- Title: SOUTH AFRICA: South Africa's divided ANC chooses its leader
- Date: 19th December 2007
- Summary: MAN READING NEWSPAPER CLOSE OF NEWSPAPER WITH FRONT PAGE HEADLINE READING 'ANC RIFTS WIDEN' AND PHOTOGRAPH OF SOUTH AFRICAN PRESIDENT THABO MBEKI AND ANC DEPUTY PRESIDENT JACOB ZUMA
- Embargoed: 3rd January 2008 12:00
- Location: South Africa
- Country: South Africa
- Topics: Domestic Politics
- Reuters ID: LVADFQKANCEA549U05KCO9AXOOEO
- Story Text: Delegates vote in an acrimonious election to choose the leader of South Africa's ruling ANC as one analyst says political rift will continue even after conference ends.
Voting in an acrimonious election to choose the leader of South Africa's ruling ANC has closed and results are expected after 1600 GMT, a senior ANC official said on Tuesday (December 18).
The 3,900 delegates also voted for five other ANC leadership positions.
ANC deputy leader Jacob Zuma is widely expected to oust South African President Thabo Mbeki as party chief in the vote, which was delayed by two days of wrangling between supporters of the two rivals at a party congress.
The vote had been originally scheduled to start at 0400 GMT.
If Zuma wins he is almost certain to become president of South Africa, the African continent's biggest economy, when Mbeki has to stand down in 2009.

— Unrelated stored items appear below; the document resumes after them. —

PR #560, opened 2024-07-18
Mass Contests Affect Camera Shake

VMSolidus:
# Description

I made this entirely on a whim to prove a point in the middle of a conversation. I have not tested this code, but I'm confident that it will work as advertised. 

This refactors the public KickCamera function so that it no longer: Divides by 1, divides by 1 again, multiplies by 1, normalizes a vector(turning its A value to 1), and then divides said vector by 1 again for good measure.

Instead 1 has been replaced by MassContest, wooh! I also got rid of redundant steps. The effect of this is that characters with greater than human-standard mass are slightly more resistant to all sources of camera shake(Explosions, gravity generator turning off, gunfire, being hit by flying objects, etc), while characters with less than standard human mass experience a greater amount of camera shake.

You're welcome. Now go find a Felinid to shake vigorously. 

# Changelog

:cl:
- add: Camera Shake is now affected by character mass. Small characters experience more camera shake. Large characters experience less.

### DIFF
--- a/Content.Client/Camera/CameraRecoilSystem.cs
+++ b/Content.Client/Camera/CameraRecoilSystem.cs
@@ -1,5 +1,4 @@
 using System.Numerics;
-using Content.Client.Overlays;
 using Content.Shared.Camera;
 using Content.Shared.CCVar;
 using Content.Shared.Contests;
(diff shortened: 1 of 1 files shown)


DEATHB4DEFEAT (approved):
You should test this

DangerRevolution (approved):

PR #561, opened 2024-07-18
Remove Ending Punctuation From Emote Detection

DEATHB4DEFEAT:
# Description

Replaces the tons of super inconsistent emote defs with consistent and more dynamic ones.

---

<p>

https://github.com/user-attachments/assets/eed4a1c9-7fe7-45a9-acb9-cbd64dd319e0

</p>
</details>

---

# Changelog

:cl:
- fix: Emotes now consistently work with any or no punctuation


Resources/Prototypes/DeltaV/Voice/speech_emotes.yml
```diff
@@ -2,242 +2,78 @@
 - type: emote
   id: HarpyHonk
   category: Vocal
-  chatMessages: [honks.]
+  chatMessages: [ honks ]
   chatTriggers:
-    - honk
-    - honk.
```
VMSolidus, line 8: Slightly overzealous here. The singular form honk and past-tense honked are still necessary.

Content.Server/Chat/Systems/ChatSystem.Emote.cs
```diff
@@ -150,6 +152,10 @@ public bool TryPlayEmoteSound(EntityUid uid, EmoteSoundsPrototype? proto, string
     private void TryEmoteChatInput(EntityUid uid, string textInput)
     {
         var actionLower = textInput.ToLower();
+        // Replace ending punctuation with nothing
+        if (Punctuation.Any(punctuation => actionLower.EndsWith(punctuation)))
+            actionLower = actionLower.Remove(actionLower.Length - 1);
+
         if (!_wordEmoteDict.TryGetValue(actionLower, out var emote))
             return;
```
VMSolidus, line 160: I hope this isn't *actually* modifying the emotes. Because I would prefer that it doesn't, and that the system simply makes it not consider punctuation when deciding whether or not to play an emote sound.

Second, I'd like to request if possible, consider making it so that it reads the whole emote for a sound effect. I've been annoyed for a very long time that I can't include the word *PEW* in a full sentence emote, and the sound won't play.

Resources/Prototypes/DeltaV/Voice/speech_emotes.yml
```diff
@@ -2,242 +2,78 @@
...
-    - ringing!
-    - ringing?
-    - ringed
-    - ringed.
-    - ringed!
-    - ringed?
-    - rang
-    - rang.
-    - rang!
-    - rang?
```
VMSolidus, line 48: Here too, and in all other places. Don't remove the different tenses of words. It's only necessary to remove punctuation variants.

VMSolidus (changes requested):

Resources/Prototypes/DeltaV/Voice/speech_emotes.yml
DEATHB4DEFEAT: why?

Content.Server/Chat/Systems/ChatSystem.Emote.cs
DEATHB4DEFEAT: > I hope this isn't actually modifying the emotes. Because I would prefer that it doesn't, and that the system simply makes it not consider punctuation when deciding whether or not to play an emote sound.

Look at the video, it doesn't change the text.

> Second, I'd like to request if possible, consider making it so that it reads the whole emote for a sound effect. I've been annoyed for a very long time that I can't include the word PEW in a full sentence emote, and the sound won't play.

Do that in another PR.

VMSolidus (approved):

VMSolidus:
The video was hidden by a tab, and my ADHD suffering self with no adderall today didn't see the tab. My mistake. Carry on.

Content.Server/Chat/Systems/ChatSystem.Emote.cs
```diff
@@ -9,6 +10,7 @@ namespace Content.Server.Chat.Systems;
 public partial class ChatSystem
 {
     private FrozenDictionary<string, EmotePrototype> _wordEmoteDict = FrozenDictionary<string, EmotePrototype>.Empty;
+    private IReadOnlyList<string> Punctuation { get; } = new List<string> { ",", ".", "!", "?", "-", "~", "'", "\"", };
```
Pspritechologist, line 13:
```suggestion
    private IReadOnlyList<string> Punctuation { get; } = [ ",", ".", "!", "?", "-", "~", "'", "\"",  ];
```

Pspritechologist (approved):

The bitter leadership contest in the once monolithic party that has ruled South Africa virtually unopposed since the end of apartheid in 1994 was initially due to take place on Sunday (December 16).
But internal party wrangling and bickering over delegate credentials, voting procedures and reported dirty tricks by both sides forced officials to delay it.
Zuma, backed by trade unions, communists and grassroots ANC members, went into the December 16-20 congress with huge momentum, having won nearly double the number of branch nominations over Mbeki.
But some investors fear a Zuma victory could lead to a reversal of the centrist course Mbeki has charted during his eight years in power and which many credit for economic growth.
Zuma has tried to reassure investors there would be no sweeping policy changes under his leadership.
His supporters have stuck with him through his dismissal by Mbeki as the country's deputy president in 2005, a rape trial and corruption allegations.
Zuma has denied any wrong-doing.
They have staged noisy demonstrations, thundering their approval for the Zulu politician while heckling Mbeki ministers in Polokwane, north of Johannesburg.
Defence Minister Mosiua Lekota was booed by Zuma supporters while being interviewed by journalists.
However, government ministers said they were not afraid of a possible change in the ANC leadership.
"I am not afraid of change, you know we are the agents of change," said Minister of Finance Trevor Manuel.
The party rift, the worst in the history of the ANC, have dismayed veterans including Nelson Mandela.
Analyst Adam Habib said that it was likely that the rift would continue even after the leadership conference had ended.
" I don't think we must be anticipating that these divisions are over, I think either Thabo Mbeki wins or Jacob Zuma wins, we can almost be guaranteed that these divisions are going to continue for the next two years," said Habib.
Mbeki and Zuma, both veterans of the anti-apartheid struggle, are almost polar opposites.
Mbeki, an intellectual who took over the ANC leadership from Mandela in 1997 and the state presidency two years later, has waged a last-minute bid to convince delegates to give him a third term in office.
Although he must step down as South African leader in 2009, Mbeki wants to retain control of the party to govern comfortably during his remaining years in office and choose a successor.
Mbeki's camp has said Zuma was unfit for the country's top job due to his brushes with the law.
Zuma, acquitted in 2006 of raping an HIV-positive woman, is currently the target of a corruption investigation.
But Zuma has been endorsed by the powerful Congress of South African Trade Unions, which is in a formal governing alliance with the ANC.
Many members of the South African Communist Party also support him.
Although Mbeki has been praised for spurring economic growth, critics say his government has neglected the poor.
The ballots will be manually counted and it is expected to be a slow process. If Zuma wins control of the dominant ANC, he is almost certain to become president when Mbeki stands down in 2009.